[[ RECORDS TO USE, beginning ]]
PR #2146, opened 2015-12-15
[core] do not log API keys

yannmh:
Create a `utils.logger` module:
* Move `log_exceptions` from `utils.debug`
* `NoAPIKeyLogRecord` is a custom `LogRecord` that obfuscates API keys
  logging

### DIFF
--- a/checks/collector.py
+++ b/checks/collector.py
@@ -29,7 +29,7 @@ from util import (
     get_uuid,
     Timer,
 )
-from utils.debug import log_exceptions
[[ RECORDS TO USE, end ]]
ASSIGNMENT
What lines above mention "debug"? Copy each one.

EXERCISE ANSWER
* Move `log_exceptions` from `utils.debug`
-from utils.debug import log_exceptions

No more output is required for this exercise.